Just a health FYI.
What, no peer reviewed research? That "health article" reads like a paid commercial - all testimonials and no substance. Love the "it's been around for 2,000 years, so it works!" part.
What, you don't trust the Discovery Channel? Like they would do something just for ratings???
I personally have no need for goat weed since I don't have a real life.
If the Discovery Channel wants to join forces with quacks to scam money out of the gullible or desperate, it's very disturbing, though not a surprise. They used to be for teaching science to the public, not deceiving them for profit.
It's sad, isn't it?
I can't remember the last time I watched something of value on there.
hmm.. I have a new cheese idea now. Goat-weed-enhanced goat-cheese: the viagara of cheeses. We'll market it as a "hard cheese".
ok, that's it. I'm changing my major to marketing.
Just out of curiousity, how exactly did Discovery Channel lose its credibility?
What does/did it do?
I love the discovery channel, they have American Chopper, American Hot rod, Deadliest Catch, good ole blue collar jobs.
Man, I'm turning into a redneck, huh?
:rofl: :rofl: :rofl: :rofl: :rofl:
This stuff is sold everywhere now. Incredible.

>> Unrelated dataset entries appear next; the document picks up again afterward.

PR #886, opened 2026-07-22
fix: align convoy routing with live peer routes

### LINKED ISSUE #883: fix: remote convoy ops report home host unreachable while peer data flows fresh
## What happened

First live use of #858's op routing (2026-07-22, fleet on 42ff7b12): `flotilla convoy delete awareness-band` from kiwi failed with `convoy awareness-band is homed on feta, which is unreachable` — while, simultaneously, `flotilla ls` on kiwi showed the same feta convoys with staleness `fresh (19:14:58)` and feta was up (ssh fine, daemon running). The routing layer correctly resolved the convoy's home (#858 works that far) but its reachability determination disagrees with the live peer feed.

## What to build

- Diagnose why command routing considers a peer unreachable while its snapshot/peer stream is fresh — separate connection path, stale reachability cache, address resolution difference, or a health-check with different criteria than the feed.
- Command routing should share (or at least agree with) the peer-liveness the aggregation feed demonstrates; when it genuinely cannot connect, the error should say what it tried ('connect to feta at <addr>: <cause>'), not a bare 'unreachable'.

## Acceptance criteria

- [ ] With a live peer feed from host H, `convoy delete <convoy-homed-on-H>` from another host routes and executes
- [ ] Reachability failures name the transport attempt and cause
- [ ] Behavior test at InProcessDaemon/contract level for routing-vs-feed liveness agreement

## Context

#858 (routing implementation), #850 (original op-routing issue). Workaround: run ops on the home host via ssh.

rjwittams:
## Summary

- route existing-convoy commands using the peer manager's live sender/route instead of the presentation-level connection-status cache
- preserve home-host context and report the configured transport address plus the underlying routing or send failure
- exercise routing-vs-feed agreement through an aggregation replica feed and an in-memory two-daemon request session

## Root cause

Home resolution used the aggregator projection correctly, but then rejected the command from `HostRegistry::peer_connection_status`. Actual peer delivery uses `PeerManager::resolve_sender`, so a stale presentation status could say disconnected while the live peer stream and routed sender were healthy.

## Validation

- `cargo test --locked -p flotilla-daemon --test request_session_pair`
- `RUSTC_WRAPPER= TMPDIR="$PWD/.codex-tmp" cargo test --workspace --locked --features flotilla-daemon/skip-no-sandbox-tests`

Closes #883

### DIFF
--- a/crates/flotilla-core/src/in_process.rs
+++ b/crates/flotilla-core/src/in_process.rs
@@ -1211,6 +1211,12 @@ fn checkout_integration_summary(checkout: &ResourceObject<ResourceCheckout>, int
     }
 }
 
+#[derive(Debug, Clone, PartialEq, Eq)]
+pub struct ExistingConvoyTarget {
+    pub home: HostName,
+    pub node_id: NodeId,
+}
+
 pub struct InProcessDaemon {
     repos: RwLock<HashMap<flotilla_protocol::RepoIdentity, RepoState>>,
     repo_order: RwLock<Vec<flotilla_protocol::RepoIdentity>>,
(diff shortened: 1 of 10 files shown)


rjwittams:
Thanks — agreed that placement admission is a distinct path and needs the same liveness contract. I split that later incident scope into #887 with daemon-level acceptance criteria, so it remains tracked without broadening this convoy-operation fix after its implementation and validation pass.

On the optional address lookup point: the active configured connection label is preferred first, then an expected node ID; host-name matching is only the diagnostic fallback for a configured target that never established enough identity to populate those stronger associations.

PR #888, opened 2026-07-22
fix: reconcile repository identity changes

### LINKED ISSUE #881: fix: repo add does not reconcile project/repository identity when a remote appears
## What happened

Dogfood sequence (2026-07-22, adding andamento): `flotilla repo add ~/dev/andamento` on a repo with **no remote** derived a local identity and a project pinning that key. After adding a GitHub remote and re-running remove/add (and even a daemon bounce), the `andamento` project kept referencing the stale local-identity repository key — convoy admission failed with 'has no transport remote' despite the remote existing. Root cause: `ensure_whole_repository_project` only searches for an existing project containing the **new** key; the stale project (persisted in sqlite) squats on the natural name, so re-add silently created a disambiguated twin (`github-com-flotilla-org-andamento`) while the broken `andamento` project remained the one a user would type. Three generations of Repository resources for the same working copy now coexist (local, stale-forgejo-remote, github-remote).

## What to build

- On `repo add` (and identity-affecting refresh), when a tracked path's derived identity differs from an existing project/repository resource for the same path: **migrate** — update the project's repository entry to the new key (or replace the project spec), rather than creating a name-disambiguated twin and stranding the original.
- Garbage-collect superseded Repository resources for the same working copy (or mark them superseded) so raw listings don't accumulate identity generations.
- Surface the identity change in the command output ('repository identity changed: local → https://github.com/...').

## Acceptance criteria

- [ ] Track a remote-less repo, add a remote, re-add → the SAME project name now references the remote-keyed repository and convoy admission passes
- [ ] No orphaned twin project; superseded repository resources cleaned or marked
- [ ] Behavior test through injected collaborators covering the local→remote identity transition

## Context

Found making andamento dispatchable (#870 fixture 1). Related friction, deliberately separate: admission rejects issues whose tracker isn't part of the project — the cross-repo tracker-binding question belongs to #870's grill.

rjwittams:
## Summary

- reconcile a tracked repository when its identity changes from local-only to a canonical remote
- migrate the existing whole-repository Project without creating a twin, while preserving identities still tracked elsewhere
- remove superseded Repository resources when safe and annotate retained resources that still have durable checkouts
- surface identity changes from both repo add and refresh commands
- cover the behavior through injected repository inspection and in-memory resource backends

## Validation

Closes #881

### DIFF
--- a/crates/flotilla-core/src/in_process.rs
+++ b/crates/flotilla-core/src/in_process.rs
@@ -1008,6 +1008,8 @@ struct FleetReplicaCacheEntry {
     last_error: Option<String>,
 }
 
+const SUPERSEDED_BY_ANNOTATION: &str = "flotilla.work/superseded-by";
+
 #[derive(bon::Builder)]
 struct ResolvedCrewContext {
     namespace: String,
@@ -2945,8 +2947,11 @@ fn local_repository_matches_checkout(spec: &RepositorySpec, checkout: &crate::re
     }
 }
 
-struct RepositoryProjectReconciliation {
-    identity_change: Option<RepositoryIdentityChange>,
+#[derive(Debug)]
+pub struct AddRepoOutcome {
+    pub tracked_path: PathBuf,
+    pub resolved_from: Option<PathBuf>,
+    pub identity_change: Option<RepositoryIdentityChange>,
 }
 
 fn normalize_workspace_slug(candidate: &str) -> String {
@@ -3677,7 +3682,7 @@ impl InProcessDaemon {
     async fn reconcile_whole_repository_project(
         &self,
         inspection: &crate::repository_inspection::RepositoryInspection,
-    ) -> Result<RepositoryProjectReconciliation, String> {
+    ) -> Result<Option<RepositoryIdentityChange>, String> {
         let namespace = self.provisioning_namespace().await;
         let repository_spec = &inspection.spec;
         let repository_key = repository_spec.key();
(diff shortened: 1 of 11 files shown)


rjwittams:
Fixed in 0d243c98. Reconciliation now recognizes any Project with a whole-repository entry for the migrated key, and prefers a custom-named Project as the survivor when cleaning generated duplicates. Added `tracking_after_custom_project_identity_change_does_not_create_generated_twin`, which creates a custom Project under the local identity, changes the injected inspection to the remote identity, tracks the path, and asserts that only the custom Project remains with its display name preserved and repository key migrated.

rjwittams:
Fixed in 3c84b230. Reconciliation now records which Projects were actually migrated and prefers one of those as the survivor, so name ordering cannot select a pre-existing remote twin. Generated-twin matching permits the generated display names from either identity while still requiring the canonical workflow, issue source, and repository definition, preserving user-evolved Projects. Added `identity_change_preserves_migrated_project_when_local_and_remote_names_differ`, with a lexically later local directory and a pre-existing remote Project, and asserted that the migrated Project identity and display name survive as the sole Project.

rjwittams:
Confirmed the low-confidence note is possible if the earlier Repository snapshot races with deletion or begins inconsistent. It is outside #881's normal migration path and non-blocking for this PR, so I filed #893 to make the annotation path tolerate an already-missing Repository and cover it with a regression test.

PR #889, opened 2026-07-22
feat: compute central awareness salience

### LINKED ISSUE #864: feat: central salience computation
## What to build

The centrally-computed salience hint from ADR 0018: every projection node/entry carries `none/info/attention/urgent`, computed mesh-side by the demand-join (e.g. NeedsInput ∧ unacknowledged ∧ addressee-relevant ⇒ urgent) so surfaces never reimplement routing judgment. Surfaces own rendering only.

## Acceptance criteria

- [ ] Salience appears on projection nodes with as_of; recomputed on demand/attention/regard changes
- [ ] The join precedence (demand state × regard coverage × ADR 0017 attention observations) is table-tested
- [ ] At least one surface (TUI) renders salience distinctly; no surface computes it

## Blocked by

#860 (demands), #862 (the projection it decorates).

## Context

ADR 0018 §vocabulary; grill ruling 6 on #813.

rjwittams:
Closes #864.

## Summary

- add centrally computed `none` / `info` / `attention` / `urgent` salience and `as_of` metadata to every awareness node and entry
- join demand lifecycle, principal regard coverage, and ADR 0017 terminal attention in the mesh-side awareness projection
- model explicit Project → Convoy → Vessel coverage, exact demand/attention targets, salience-only sequence advancement, and decaying-regard expiry wakeups
- render the central salience enum distinctly in the TUI without surface-side policy computation

## Validation

- independent Standards and Spec review passes

### DIFF
--- a/crates/flotilla-core/src/aggregator_projection.rs
+++ b/crates/flotilla-core/src/aggregator_projection.rs
@@ -22,6 +22,7 @@ use uuid::Uuid;
 use crate::{
     awareness_projection::{project_awareness, AwarenessInput, ScopedIssueRow},
     query_registry::QueryRegistry,
+    salience::SalienceFacts,
     scoped_store::{ScopedCheckoutProjection, ScopedIndependentProjection},
 };
 
@@ -108,6 +109,12 @@ impl<R: QueryRow + PartialEq> QueryProjection<R> {
     }
 }
 
+#[derive(Debug, Default)]
+struct SalienceProjection {
+    facts: SalienceFacts,
+    revision: u64,
+}
+
 #[derive(Debug, Default, Clone, bon::Builder)]
 pub struct AggregatorProjectionState {
     convoys: Arc<RwLock<QueryProjection<ConvoyRow>>>,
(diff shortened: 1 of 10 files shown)


rjwittams:
Fixed in 6bef94bb. The central awareness projection now emits typed per-family salience/as-of summaries (with the Convoys family intentionally including vessel descendants), and the TUI only looks up and renders the matching family summary. The project panel regression test now gives all four families distinct levels, proving an urgent convoy is not broadcast to unrelated checkout, issue, or independent panels. Pinned formatting, workspace Clippy, and the sandbox-safe full workspace tests all pass locally.

rjwittams:
Verified both non-blocking observations; no further code change is warranted here. `vessel_ref` is produced by `crates/flotilla-resources/src/convoy/reconcile.rs` when placement fields are built, so the concrete Vessel identity lookup matches its source. Pool-addressed demands intentionally remain outside the principal-specific urgent join: the current domain has no pool-membership-to-principal resolution, and treating an arbitrary principal regard as covering a pool demand would invent routing semantics. Such raised demands still surface as `Attention`; they can become principal-routed/urgent once a concrete addressee exists.

PR #894, opened 2026-07-22
fix: make convoy table row lifecycle prompt

### LINKED ISSUE #890: fix: convoy table is slow to reflect row creation and removal
## What happened

Live TUI observation (2026-07-22, fleet on 42ff7b12+): the convoy table takes long enough to show new convoys / drop deleted ones that it reads as 'not updating' (a restart was used to see new rows; a deleted convoy's row lingered well past the delete). Field *updates* on existing rows propagate fine.

## What we know (governor pre-investigation)

- The resource layer is watch-driven, not polled: the aggregator runs `list_and_watch_convoys` and applies convoy events from the durable stream as they arrive.
- `rebuild_local_projection` runs on those events and computes changed/removed row deltas against the shared view.
- Therefore the latency lives downstream of the rebuild — candidates: how/when deltas are published to subscribed clients, the TUI's application/render path for row inserts/removals vs field updates (updates being fast suggests an asymmetry here or in delta vocabulary), or the convoy table being served by a demand-backed query with its own refresh cadence rather than the delta stream.

## What to build

- Instrument or trace one create and one delete end-to-end (resource event → projection rebuild → client delivery → TUI state) and find the slow hop.
- Fix it: row lifecycle should propagate with the same promptness as field updates — seconds, not restart-scale.
- Behavior test at whichever layer the gap is (delta emission or TUI application) covering insert and removal.

## Acceptance criteria

- [ ] `convoy start`/`delete` visible in a connected TUI within a few seconds, no restart
- [ ] The found root cause is written up on this issue (it informs #862-family query design)
- [ ] Regression test for row insert + removal propagation

rjwittams:
Closes #890

## What changed

- publish convoy row insert/remove projection changes before resolving change-request metadata
- resolve change-request enrichment asynchronously, cancelling stale lookups and ignoring stale completions
- treat convoys pending finalization as removed from the table, so slow worktree teardown does not keep a deleted row visible
- add a regression covering insert and pending-finalization removal while enrichment never completes

## Root cause

The aggregator's single watch loop awaited live change-request resolution before rebuilding the convoy projection. A slow provider lookup withheld the initial insert delta and queued later events behind it. Deletion had a second lifecycle-specific delay: resource deletion first marks the convoy for finalization, and the actual `Deleted` event arrives only after presentation, vessel, checkout, and worktree cleanup. Large target directories can make that teardown take about a minute.

The client relay, client sequencing, and PM connector apply/rebuild paths are immediate once the daemon emits a row delta; the waits were upstream in aggregation and finalization.

## Validation

- `cargo test -p flotilla-daemon --locked --lib aggregator::tests:: --no-default-features` (28 passed)
- `cargo test --workspace --locked` reached an unrelated existing macOS path assertion in `server::tests::dispatch_add_list_remove_repo_round_trip` (`/private/var/...` vs `/var/...`); the changed-area tests pass


rjwittams:
Addressed both review points in 3953d532.

- Refresh generations now use unique UUID tokens and are pruned when a convoy leaves the projected set. The unique token prevents an old queued completion from matching a later convoy with the same resource key; the new regression exercises that stale-result ABA case.
- Pending-finalization filtering is now scoped to `projected_convoy`/`effective_convoys`. `effective_convoy` retains the raw last-known resource for salience joins, with a regression proving a terminating completed convoy is absent from table rows while its settled work remains visible to salience.

All 34 aggregator tests, formatting, and workspace clippy pass locally.

rjwittams:
Fixed both findings in 3953d532 and added regressions for generation pruning/stale-token rejection and the table-versus-salience projection split. All CI checks pass on the updated commit.

rjwittams:
Confirmed. Independent rebuilds are the intentional correctness-first trade-off that keeps provider I/O off the watch loop. The observation is non-blocking and no current convoy-count measurement shows a problem, so I am not adding a speculative debounce or issue; coalescing the completion queue remains a measurable optimization if this becomes hot.

PR #899, opened 2026-07-22
feat: shimmer pending table rows

### LINKED ISSUE #891: feat: row shimmer for long-running actions in convoy and project tables
## What to build

Port the Plane-A checkouts-table affordance: while a long-running action is in flight against a row (convoy delete/abandon, checkout ops), the row renders a **shimmer** (animated pending treatment) until the action resolves and the row updates or disappears. Plane A's repo/checkouts table had this; Plane-B tables lost it.

- Applies at least to the convoy table and project-page tables; implement as a shared row-state in the view-model/rendering layer (surface-agnostic per the factored-TUI direction), not per-widget.
- Shimmer starts when the intent's command is dispatched, ends on the row's next authoritative update or removal; failures clear the shimmer and surface the error status.

## Acceptance criteria

- [ ] Deleting a convoy shows the row shimmering until it actually disappears (pairs with the latency fix — but is correct feedback at ANY latency)
- [ ] Shared mechanism, adoptable by other tables without copy-paste
- [ ] Snapshot/behavior test coverage for the pending state

## Context

Requested from live dogfood alongside the row-latency bug (see sibling issue); the shimmer is correct UX regardless of how fast propagation gets.

rjwittams:
## What changed

- add shared query-qualified row lifecycle state to the reusable table view model
- shimmer convoy and project-table rows while commands are submitting or awaiting authoritative updates
- retain successful rows until their next authoritative update/removal, and stop animation with visible errors on failure or cancellation
- route convoy deletion and project issue starts through the shared mechanism, including command-finish/acknowledgement races
- add behavioral coverage for rendering, authoritative cleanup, project-panel routing, failures, cancellation ordering, and retries

## Why

Long-running Plane-A table actions previously had no row-local feedback, so convoy deletion could appear unresponsive until the row disappeared.

## Impact

Pending state is surface-agnostic and owned by `TableState`; all reusable table surfaces can adopt it without duplicating rendering or lifecycle logic. Existing repo-page pending actions retain their current behavior.

## Validation

Closes #891


rjwittams:
Thanks for calling this out. `ResultSet` is intentionally treated as authoritative for every row in its query: it is the next authoritative update when delta history is unavailable, and retaining pending state across it could leave a removed row shimmering indefinitely after gap recovery. The row-level marker may therefore yield to the full snapshot; a later command failure still surfaces through the app-wide status message.

I added `full_authoritative_snapshot_clears_pending_rows_for_its_query` in 78d6265e to pin both parts of that contract: the matching query is cleared, while pending state for another query is retained.

rjwittams:
Agreed—the current guards make the transition ordering reliable, but removing the row before validating its state was an unnecessary footgun. Commit 8f491584 now clones only a `Submitting` state before replacing it, so out-of-order calls are true no-ops. `out_of_order_mark_pending_preserves_existing_row_state` covers both existing `Pending` and `Failed` states.

rjwittams:
Thanks for the final verification. Confirmed: there are no remaining actionable findings; the two unchanged observations are non-blocking and outside this issue's required behavior.

PR #23, opened 2022-05-27
fuzzing: fix tests

giuseppe:
adjust fuzzing tests to the new API.

### DIFF
--- a/fuzzing/main.c
+++ b/fuzzing/main.c
@@ -26,97 +26,46 @@ int LLVMFuzzerInitialize(int *argc, char ***argv)
 bool iter_cb(void *private, const char *name, int namelen, u64 ino, unsigned int dtype)
 {
 	struct test_context_s *test_ctx = private;
-	struct lcfs_context_s *ctx = test_ctx->ctx;
-	struct lcfs_inode_s cfs_ino_buf;
-	struct lcfs_inode_s *cfs_ino;
-	struct lcfs_inode_data_s cfs_ino_data_buf;
-	struct lcfs_inode_data_s *cfs_ino_data;
-	struct lcfs_dentry_s dentry_buf;
-	ssize_t i, size_xattrs;
-	char xattrs[256+1];
-	const char *cstr;
+	struct lcfs_xattr_header_s *xattrs;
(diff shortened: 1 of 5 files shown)


giuseppe:
@alexlarsson PTAL

fuzzing/main.c
```diff
@@ -26,97 +26,44 @@ int LLVMFuzzerInitialize(int *argc, char ***argv)
...
-	if (IS_ERR(cfs_ino))
-		return true;
-
-
-	cfs_ino_data = lcfs_inode_data(ctx, cfs_ino, &cfs_ino_data_buf);
-	if (IS_ERR(cfs_ino_data))
-		return true;
-
-	payload = lcfs_dup_payload_path(ctx, cfs_ino);
+	payload = lcfs_dup_payload_path(test_ctx->ctx, s_ino, 0);
```
alexlarsson, line 45: You can't call both get_backing and dup_payload on the same inode. It needs to check if its a symlink or regular first, and same for get_dir().

fuzzing/main.c
```diff
@@ -26,97 +26,44 @@ int LLVMFuzzerInitialize(int *argc, char ***argv)
...
-	if (test_ctx->recursion_left <= 0)
+	s_ino = lcfs_get_ino_index(test_ctx->ctx, ino, &buffer);
+	if (IS_ERR(s_ino))
 		return true;
 
-	cstr = name;
-	/* Consume the C string.  */
-	while (*cstr)
-		cstr++;
+	lcfs_get_backing(test_ctx->ctx, s_ino, 0, &out_size, &out_path);
```
alexlarsson, line 43: This leaks out_path.

fuzzing/main.c
alexlarsson: Otoh, maybe the callees should verify that and return error in that case.

fuzzing/main.c
giuseppe: thanks, fixed now

fuzzing/main.c
giuseppe: yes, I think it is safer that the calles verify that and do not crash

PR #25, opened 2022-06-01
Add support for fs-verity

alexlarsson:
This adds support for backing content being fs-verity signed, and we verify these against the actual files before using it. Enable by --compute-digest when building the image.

Also we now support `mkcomposefs` (old `writer`) renaming the paths in the image to be by-fsverity-digest, as well as (optionally) copying the content into an object store with such filenames.


alexlarsson:
Forgot to mention, there is also a mount option digest=XXX which verifies that the actual descriptor file has that fs-verity digest.

PR #27, opened 2022-06-07
Move inode flags inline with the inode data and add various flags

alexlarsson:
This makes the inode nr handling simple (its just the offset from the header), and it make the flags more flexible.

Since we now have more space for flags we can also add stuff, like for payloads and xattrs making these save space when missing. We also add a DIGEST_FROM_PAYLOAD flag that avoids storing the digest separately if it is encoded in the payload anyway.


giuseppe (approved):
LGTM

PR #29, opened 2022-06-07
Store payload before inode data

alexlarsson:
This means we can just subtract the payload length from the inode
offset to find it, rather than having to compute the inode
length. This in turn allows us to later grow the inode data
(using new flags) without affecting older kernel implementations,
as they will just ignore the data for flags it doesn't understand.

To find the root inode we now need to store its offset in the
descriptor header.


giuseppe (approved):
LGTM

PR #46, opened 2022-06-09
cfs: Drop the descriptor_path and just use the source option

alexlarsson:
This makes more sense since there can only be one source.


giuseppe (approved):
LGTM

PR #49, opened 2022-06-09
cfs: Validate filenames in directories

alexlarsson:
We disallow embedded nuls or slashes, empty names, ".", and "..".


giuseppe (approved):
LGTM

PR #50, opened 2022-06-10
Fsverity rework

alexlarsson:
This uses a custom fsverity hash implementation to allow us to compute the digest while writing the descriptor. And some cleanups.


giuseppe (approved):
LGTM

PR #51, opened 2022-06-14
kernel: allow multiple basedirs

giuseppe:
allow to specify multiple basedirs -o basedir=/path1:/path2 where
files are looked up sequentilly in a similar way to what overlayfs
does.

### DIFF
--- a/kernel/cfs.c
+++ b/kernel/cfs.c
@@ -35,13 +35,18 @@ MODULE_AUTHOR("Giuseppe Scrivano <gscrivan@redhat.com>");
 
 #include "lcfs-verity.h"
 
+#define CFS_MAX_STACK 500
+
 struct cfs_info {
 	struct lcfs_context_s *lcfs_ctx;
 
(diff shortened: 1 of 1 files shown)


kernel/cfs.c
```diff
@@ -569,6 +638,26 @@ static const struct fs_context_operations cfs_context_ops = {
...
+	for (i = 0; i < fsi->n_bases; i++) {
+		real_file = file_open_root(&(fsi->bases[i]->f_path),
+					   cino->real_path, file->f_flags, 0);
+		if (!IS_ERR(real_file))
+			return real_file;
+
+		last_error = PTR_ERR(real_file);
+	}
+
+	return ERR_PTR(last_error);
```
alexlarsson, line 658: Return first error instead maybe?

alexlarsson: Unless its no-such-file

giuseppe: fixed

PR #58, opened 2022-08-10
Limit in-memory use for inodes

alexlarsson:
This limits the xattr data size to 4k, and splits the dentry data into chunks of (max) 4k which we read in chunks as needed. This drops the in-memory requirement for inodes a lot.

@rhvgoyal does this take care of your issues wrt memory use?

Note: For memory use I will also look at re-using xattr chunks in memory between inodes as they are already shared on disk. Should be rather easy.

### DIFF
--- a/fuzzing/main.c
+++ b/fuzzing/main.c
@@ -29,10 +29,11 @@ bool iter_cb(void *private, const char *name, int namelen, u64 ino, unsigned int
 	struct cfs_xattr_header_s *xattrs;
 	struct cfs_inode_s *s_ino;
 	struct cfs_inode_s buffer;
-	struct cfs_dir_s *dir;
+	struct cfs_dir_data_s dirdata;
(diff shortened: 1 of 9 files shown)


alexlarsson:
Wth is up with armv7:
```
  dump.c:254:24: error: format '%ld' expects argument of type 'long int', but argument 11 has type 'long long unsigned int' [-Werror=format=]
    254 |                 printf("name:%.*s|ino:%" PRIu64
        |                        ^~~~~~~~~~~~~~~~~
  ......
    259 |                        ino.st_size, (uint64_t)0,
        |                                     ~~~~~~~~~~~
        |                                     |
        |                                     long long unsigned int
```

Surely the printf type `PRIu64` (defined in the system header) should match `uint64_t`(also defined in system header).

giuseppe (approved):
LGTM

PR #254, opened 2024-02-15
man mkcomposefs: detail inlining logic

edbaunton:
Whilst playing with mkcomposefs using small dummy files, it's confusing to find that objects are not created in the digest-store. There is an optimization to inline these files in the metadata (see lcfs-internal.h). Add a clarification to help.


cgwalters (approved):
Thank you!

PR #260, opened 2024-03-19
erofs: Handle error from lcfs_build_node_from_image()

eriksjolund:
Adding checks for errors in  lcfs_build_node_from_image() return value.

(I marked this as a draft because I haven't traversed the different code paths yet)

### DIFF
--- a/libcomposefs/lcfs-writer-erofs.c
+++ b/libcomposefs/lcfs-writer-erofs.c
@@ -1452,8 +1452,10 @@ static const erofs_inode *lcfs_image_get_erofs_inode(struct lcfs_image_data *dat
 {
 	const uint8_t *inode_data = data->erofs_metadata + (nid << EROFS_ISLOTBITS);
 
-	if (inode_data >= data->erofs_metadata_end)
+	if (inode_data >= data->erofs_metadata_end) {
+		errno = EINVAL;
 		return NULL;
+	}
 
 	return (const erofs_inode *)inode_data;
 }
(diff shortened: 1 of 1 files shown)


cgwalters (approved):
Looks correct to me.

eriksjolund:
I've now read through the different code paths. Looks correct to me too.

cgwalters (approved):
Looks generally right, however scanning things I see we may be missing some errno preservation in callers.

cgwalters:
Hmm, unit tests are hitting
> `AddressSanitizer:DEADLYSIGNAL`
and hanging, which is not a good sign...but not sure it's related.

alexlarsson:
This looks right to me to. And it seems the second unit test passed. However, I'm unable to open the failing first test logs, it just keeps spinning when I expand the "Unit test" section...

@cgwalters Where did you see the errno preservation issues?

I wish there was some kind of gcc attribute for "sets errno".

alexlarsson:
Ah, eventually it opened the log with a ton of DEADLYSIGNAL. I've never seen that before though, seems like something weird.

alexlarsson:
I did some manual tests with asan, as well as with valgrind, and I got nothing. And anyway, its unlikely that any code in this PR got executed it the tests anyway (as its only changes error codepaths), so I doubt it was related. Lets get this in.

alexlarsson:
I wonder if the signal is just ASAN blocking the kill signal that the test gets from the test being cancelled? (For a new run)

PR #262, opened 2024-03-19
handle NULL from lcfs_node_new() and move errno code into the function

eriksjolund:
The interesting commit edits
tools/mkcomposefs.c

The other commit is just an attempt to reduce the number of source code lines.


eriksjolund:
If you want I can remove the part of the PR that rearranges the code.

cgwalters (approved):

PR #263, opened 2024-03-19
writer: Set errno

eriksjolund:
According to [errno(3)](https://man7.org/linux/man-pages/man3/errno.3.html) a function that succeeds is allowed to change errno.
 What if memdup() succeeds? 

I changed  the code to match how it's written here
https://github.com/containers/composefs/blob/d5ffbeb6844cdbe029f9c10cfa98239e2d6b1570/libcomposefs/lcfs-writer.c#L1472


eriksjolund:
I added another small errno modification and rewrote the commit message.

cgwalters (approved):

cgwalters:
At least systemd has a handy `PRESERVE_ERRNO` macro that I've used in other places too, and I think is a nicer approach.  We could add that here.

PR #265, opened 2024-03-25
mountcomposefs: Handle empty basedir option

eriksjolund:
Fail with an error message if any of the
basedir option paths is an empty string.

### DIFF
--- a/tools/mountcomposefs.c
+++ b/tools/mountcomposefs.c
@@ -216,10 +216,12 @@ int main(int argc, char **argv)
 		if (options.objdirs == NULL)
 			errx(EXIT_FAILURE, "Out of memory\n");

The IT guy for our department is a firm believer in "natural supplements." You should see the pile of pills he takes with his lunch every day! :yuck: Of course, none of the faculty buy into that stuff, so we all give him a hard time over it, and we've all taken our turn poking our head into the lunchroom while he's choking down all those pills to say, "Be careful of the horny goat weed!" He might not need so many supplements if they weren't the part of his diet that most resembled a vegetable.
:shy: :uhh: I've gotten hooked on Deadliest Catch. Those guys are just plain nuts. But, hey, now I can identify the difference between Oppies and Tanners. I can be a snow crab connoisseur. (I'm ashamed to admit it, but I think I keep watching in the hope that someone will fall overboard...it's horrible, and I know I don't really ever wish it to happen to anyone, but I just have this morbid fascination with the show thinking it's bound to happen and wondering if they'd actually show it if it did ).
The thing that gets me is that the Billy Goat Weed promises to make one "as horny as a billy goat". Now, I have seen horny billy goats, and I don't see any advantage in walking in circles stiff legged, while peeing on my beard.
:rofl: Especially if there aren't any nanny goats around to appreciate it. :rofl:
And yet, strangely enough, I can envision that quite clearly.
Envisioning it is easy. It's the uninvisioning that's the hard part. That's an image that will stick with you.
Too bad this didn't appear a couple of weeks ago. I could have Photoshopped one up and entered it in the 'Things that go bump in the night' contest.
Discovery Channel? What's that?
Oh, you must mean the Autoshop channel. I can see how you might make that mistake.
I don't think I'd want to eat anything, much less weed that was 2000 years old.
Why can't some clever American start a rumour that nuclear waste is an aphrodisiac, even better than Rhino horns? Then we could sell the stuff to China.